Our Imperfections

It’s a tall order when we try to be perfect. All of us say the same thing in one way or another, “ I am not trying to be perfect, but there are things that are important to me.” I agree that its important to have standards and expectations for ourselves, but are we really grasping the essence of what it means to realize we are not perfect?

I started to think about this and the one thing that stood out to me is that I accept the areas where I don’t do well. I know that it will take time to develop those areas so I have learned to be easy on myself. An example would be exercising and eating healthy. My desire is to be healthy and it’s frustrating when I mess up, but I don’t lose sleep over it. I have struggled with my weight and maintaining a healthy lifestyle according to the standards that I set for myself for years. I wont give up the fight, but again….not gonna lose sleep over it. Now on the other hand, I do consider myself strong in judging a person’s character.
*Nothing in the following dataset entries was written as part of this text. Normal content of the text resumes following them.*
PR #1464, opened 2021-07-26
fix(file upload): don't use formdata for minio upload

czosel:
It seems that minio expects the request body to be the plain file
instead of a FormData object.

This fixes a regression introduced in #1287.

I know occasionally I may be a little off but generally experience coupled together with my spirit, usually gives me a good pulse on people. When I am blindsided by someone, sometimes I think the pain of not seeing the hurt coming, hurts more than the actual hurt. I beat myself up wondering, “how could I be so foolish.” I think many of us can share in this experience across a broad range of situations. We lament thinking, “How did I not see this coming?” Well that is an example of the imperfection within ourselves that we do not embrace. We are not all knowing.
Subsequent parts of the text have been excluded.